Like most business owners, you always look for ways to improve your bottom line.

One way to do that is by working with a company that provides collaborative accounts receivable services. In addition, automating your invoicing into AP portals can save you time and money while accelerating your invoicing process to improve cash flow.

Believe it or not, invoice automation can do just that.

Below, we’ll explore the benefits of accounts receivable (AR) automation and how it can help your business run smoother. Keep reading to learn more about collaborative accounts receivable services and how they can benefit your business.

What are the three classifications of receivables?

Accounts receivable is money that’s owed to a company by its customers for goods or services that have been delivered or used but not yet paid for. In other words, it’s credit issued by a company to a customer. Accounts receivable are classified as a current asset on a company’s balance sheet because the receivables are typically due within one year.

There are three primary classifications of receivables: operating, financial and derivatives.

  • Operating receivables: Generated from the day-to-day operations and include accounts receivable, inventory and deferred revenue.
  • Financial receivables: Created when a business lends or borrows money, including loans, bonds and notes payable.
  • Derivative receivables: Generated through financial instruments, such as options and futures contracts.

Each receivable has unique characteristics and risks that you must manage to maximize value for the business. This is why it’s important to consider modernizing your AR.

What happens when services are rendered on account?

Regardless of your line of business, if you don’t require total payment upfront for the work you do, you’re likely offering your services on account.

But what does that mean, exactly? 

When you offer services on account, you’re essentially giving your client a line of credit. They receive the services now and agree to pay for them later, usually within 30 days. This arrangement is beneficial for both parties involved. For the client, they get to receive the services right away without having to pay for them upfront. And for the service provider, they get paid (hopefully) within a month.

Note: Depending on the terms of the agreement, you may also charge interest on the outstanding balance.
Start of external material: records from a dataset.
PR #1806, opened 2023-05-30
Update ebio.gg format

Northernside:


Northernside:
bruh, is this ever gonna get accepted?

PR #1809, opened 2023-06-03
Packaging + fixes for  enjin & ebio.gg

axegon:
This PR addresses several things at once:

1. Adds a setup.py which installs makes a system-wide executable without the need to add symlinks or execute the sherlock script from a specific directory/having to remember where you put it (see `setup.py`).
2. In addition to the above, the README has been updated along with a more straightforward way to run the unit tests from the root directory.
3. The current configuration for enjin and ebio.gg are incorrect which currently gives false positives.

### DIFF
--- a/README.md
+++ b/README.md
@@ -31,14 +31,16 @@ $ git clone https://github.com/sherlock-project/sherlock.git
 # change the working directory to sherlock
 $ cd sherlock
 
-# install the requirements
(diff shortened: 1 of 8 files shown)


Northernside:
seems like sherlock isnt being maintained anymore at all lol
https://github.com/sherlock-project/sherlock/pull/1806

axegon:
@Northernside sadly no :/

Issue #2692, opened 2025-10-18
URLs are exported to XLSX file as strings


simplyNour:
### Installation method

PyPI (via pip)

### Package version

v0.16.0

### Description

When saving the outputs of Sherlock search to excel file, the URLs are not clickable since they are exported as plain strings.

### Steps to reproduce

1. run `sherlock blue --xlsx` 
2. open the generated file `blue.xlsx`
3. `ctrl+click` any url -> it is treated as string and doesn't open the webpage

### Code of Conduct

- [x] I agree to follow this project's Code of Conduct

PR #2695, opened 2025-10-18
Make urls clickable when saved to excel

simplyNour:
This PR exports the site URLs as hyperlinks in excel instead of plain unclickable strings.

## Testing
- Manually using user `blue`

Screenshot from 2025-10-18 16-14-33
Screenshot from 2025-10-18 16-14-20

---
Fixes: #2692


simplyNour:
@ppfeister Can you take a look, please.

PR #2696, opened 2025-10-18
Added Warframe Market

KaiAllAlone:


KaiAllAlone:
@ppfeister as this has passed all tests can you please add this.
Most people playing Warframe have their accounts here.

PR #2708, opened 2025-10-21
adding the check for spoj

imhiteshgarg:
adding the check for spoj


imhiteshgarg:
Since Spoj is behind Clouflare's WAF hence Sherlock can't check for usernames hence closing this.

PR #2712, opened 2025-10-22
Remove unnecessary "return" statements

imhiteshgarg:
There are several return statements in the code which are not required and can be removed. This PR is opened to removing that redundant part of code.


matheusfelipeog (approved):
@imhiteshgarg Thank you for your contribution, and sorry for the delay 😅

PR #2735, opened 2025-10-27
False Positive:Removing Giphy

Tnmae:
cloudflare protection, always returns status code 403.


Tnmae:
@ppfeister hi sir, i am encountering an issue, where behavior of Giphy is ambiguous. Upon running the tests in nixOS, and changing the errorType to response_url and errorUrl to https://giphy.com/explore/{}, the issue for false positives seems to have been fixed. but upon testing the same on my windows machine, the cloudfront blocking and status_code: 403 in --dump-response seems to persists.

PR #2794, opened 2026-02-03
data: add Wowhead, Wago addons, CurseForge

ellieplayswow:
hello! this PR adds a few wow related sites: wowhead.com, addons.wago.io and curseforge.com! all respond with a 404 status if a username is not found


ppfeister:
LGTM! Appreciate the contribution!

PR #2828, opened 2026-03-19
fix: handle result file write errors gracefully with clear user message

vimlinuz:
Wrap all output file writes in sherlock.py (TXT, CSV, XLSX) with try/except for OSError. If a write fails, print a clear actionable message describing the permissions issue and how to fix it. Suppress the stack trace unless verbose mode is enabled.


matheusfelipeog (commented):
Hey @vimlinuz, that’s not necessary. Also, you left things broken with incorrect indentation 😅

Anyway, thanks.

vimlinuz:
I thought so, as exception handling was mostly avoided .


any way thanks for your review

Issue #2818, opened 2026-02-26
False positive for: cracked.sh


c8p1lu:
### Additional info

Cracked is returning false positive

<img width="1103" height="216" alt="Image" src="https://github.com/user-attachments/assets/845e0836-e2c9-4ad7-a848-a032cd9a8b04" />

### Code of Conduct

- [x] I agree to follow this project's Code of Conduct

quan-nguyen-2110:
I hope my [Pull Request](https://github.com/sherlock-project/sherlock/pull/2919) can resolve this issue

PR #2829, opened 2026-03-20
Fix: False positive for Cracked.sh (#2818)

soft-meo:
Hi Sherlock team! I'm soft-meo Owner from Beatrix Labs.

I've investigated issue #2818 where cracked.sh returns a false positive. The site currently returns a standard nginx 404 page for non-existent users. I have updated the errorMsg in data.json to match '404 Not Found' with errorType: message to fix this.

This ensures accurate detection for this platform. Thanks!

### DIFF
--- a/sherlock_project/resources/data.json
+++ b/sherlock_project/resources/data.json
@@ -596,9 +596,9 @@
   },
   "Cracked": {
     "errorType": "message",
-    "errorMsg": "https://www.cracked.com/",
-    "url": "https://www.cracked.com/members/{}",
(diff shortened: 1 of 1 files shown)


soft-meo:
Hi! It looks like the F+ check is passing, but the F- check is failing. I'll investigate whether the site's profile page also contains the string '404' or whether the test account the bot is currently using is a different one.

soft-meo:
Both checks passed! I've updated the logic to use the direct profile path cracked.sh/{} with status_code detection. Ready for review. Thanks!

Rendering services on account can be a great way to generate revenue and build a better customer experience and relationship. Still, it’s essential to ensure you’re getting paid promptly. Otherwise, you could end up having to write off the debt as bad debt, which can damage your business’s bottom line.

When offering services on account, the main thing to remember is that you must keep track of who owes you money and when those payments are due. That way, you can follow up with clients who haven’t yet paid their invoices and avoid any awkward conversations down the road.
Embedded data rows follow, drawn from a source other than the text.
PR #2847, opened 2026-03-30
fix: cancel pending futures on SIGINT to prevent traceback on exit (Python 3.13+)

### LINKED ISSUE #2756: Control + C Fails to cleanly stop sherlock
### Installation method

PyPI (via pip)

### Package version

Sherlock v0.16.0

### Description

When executing the account scanning process and attempting to terminate it by pressing Control + C (SIGINT), but sherlock does not exit cleanly.

This is the error
~~~
^C^CException ignored on threading shutdown:
  File "/usr/lib64/python3.13/threading.py", line 1536, in _shutdown
    atexit_call()
  File "/usr/lib64/python3.13/threading.py", line 1507, in <lambda>
    _threading_atexits.append(lambda: func(*arg, **kwargs))
  File "/usr/lib64/python3.13/concurrent/futures/thread.py", line 31, in _python_exit
    t.join()
  File "/usr/lib64/python3.13/threading.py", line 1094, in join
    self._handle.join(timeout)
  File "/home/th/venv/lib64/python3.13/site-packages/sherlock_project/sherlock.py", line 535, in handler
    sys.exit(0)
SystemExit: 0
~~~

### Steps to reproduce

1. Start Scanning for a username
2. Pressed Control + C

### Additional information

Executing on openSUSE Tumbleweed 20251108

### Code of Conduct

juliosuas:
## Description

Fixes #2756 — `Control + C` generates a noisy traceback instead of exiting cleanly.

### Root Cause

When the user presses Ctrl-C, the `handler()` function calls `sys.exit(0)`. However, there are still worker threads running inside the `ThreadPoolExecutor` (created by `SherlockFuturesSession`). In Python 3.13+, the interpreter's `threading` shutdown is stricter and tries to join these threads, which then raise `SystemExit` from inside a worker — resulting in the exception trace seen in the issue.

### Fix

1. Added a module-level `_active_session` variable that stores a reference to the active `SherlockFuturesSession` immediately after it is created inside `sherlock()`.
2. Updated `handler()` to call `executor.shutdown(wait=False, cancel_futures=True)` before `sys.exit(0)`, so all pending futures are cancelled and the thread pool drains cleanly.
3. Wrapped in a broad `except` to ensure we never raise inside a signal handler.

### Before
```
^C^CException ignored on threading shutdown:
  File ".../threading.py", line 1536, in _shutdown
  ...
  File ".../sherlock.py", line 535, in handler
    sys.exit(0)
SystemExit: 0
```

### After
Ctrl-C exits immediately and cleanly with no traceback.

## Checklist
- [x] Code is syntactically valid
- [x] Existing test suite passes (pre-existing failures in `test_ux.py` unrelated)
- [x] Manually verified clean exit


juliosuas:
Thanks for the automated validation — Root-Me checks pass on both + and - sides, which confirms the fix doesn't affect detection behavior.

To summarize what this PR does: when the user hits Ctrl-C during a scan, Python 3.13+'s `ThreadPoolExecutor` shutdown is stricter and tries to join worker threads that call `sys.exit(0)` internally, producing the traceback in #2756. The fix stores a reference to the `SherlockFuturesSession` and calls `executor.shutdown(wait=False, cancel_futures=True)` before exiting, which cleanly drains the thread pool.

Happy to add a test or adjust anything based on your review.

juliosuas:
Update: I added a focused regression test for the Ctrl-C shutdown path so this PR now covers the Python 3.13+ `ThreadPoolExecutor` behavior directly, rather than relying only on manual reproduction.

The patch remains intentionally narrow: cancel pending futures during interrupt handling to avoid the shutdown traceback while preserving normal scan behavior.

juliosuas:
Accidentally closed when the source fork was deleted during a profile cleanup. Same commits restored here: https://github.com/sherlock-project/sherlock/pull/3092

We recommend using automated accounting software to help manage your accounts receivable and save you time and headaches in the long run.
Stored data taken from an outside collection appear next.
PR #217, opened 2019-11-18
215 page owners report for departed staff

### LINKED ISSUE #215: Page Owners report for departed staff
Rachel has requested a Page Owners Report for Yasmin Omer and Catherine Niehaus.

Yasmin Omer is no longer library staff, and she does not appear to be on the select list. She does still own some pages, though. Is it possible to allow inactive staff to be selected from the menu for reporting?

Also, I can select Catherine Niehaus from the reports interface, but I keep getting 504 Gateway Timeout messages when requesting this report.

bbusenius:
Fixes #215 

**Changes in this request**
-  Adds departed, inactive staff to the page owner's report.
-  Switches the page owner's report to `StreamingHttpResponse` instead of `HttpResponse` to help with the Gateway timeout problem.

### DIFF
--- a/base/forms.py
+++ b/base/forms.py
@@ -14,7 +14,7 @@ class PageOwnersForm(forms.Form):
 
     cnetid_choices = [
         (s.cnetid, s.title)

Download the ultimate guide to digital accounts receivable

Get top tips and fresh insights that will help you control your cash flow and your daily calendar of AR tasks.

What type of account is services performed?

Services performed is an account type used to track the revenue generated by a company’s services. Businesses that provide professional services use this account. Examples include consulting, accounting or legal services.

When services are rendered, a companies invoice their customers the corresponding amount and record it as revenue in the services performed account. The account helps businesses track and manage their service-related revenue. Without this account, it’s not easy to know how much revenue your company generated from service-related activities. As a result, the services performed account provides valuable insight into a company’s business operations.

Is services rendered an expense?

Services rendered are expenses when you provide services to your customers and send them an invoice. Your customer owes you money for the services rendered. This is a current liability on the company’s balance sheet.

Services rendered become an expense on the income statement. An example of service revenue would be cloud-computing fees or license fees charged by software companies.

You record services revenue as earned when you provide the services, even if the customer has not yet paid for them. For example, if a web design company designs and launches a website for a client, the revenue would be earned immediately, even though the client may not make their first payment for 30 days.

Diagram of the requirements that make services rendered become an expense

Example 1: You use 100 minutes of your 200-minute monthly cell phone service. The used minutes become an expense.

Example 2: You purchase a one-year warranty on your laptop. The warranty becomes an expense over time.

Example 3: After six months of use, you must replace your laptop’s battery.

The service has been used and is no longer available to the company in these examples. As a result, it becomes an expense on the income statement.

What do collaborative accounts receivable services mean to your business?

Accounts receivable outsourcing services can be a great way to improve your business’s cash flow and bottom line.

When you outsource your accounts receivable function, you can focus on your core competencies and leave the day-to-day management of invoices and collections to a team of experts.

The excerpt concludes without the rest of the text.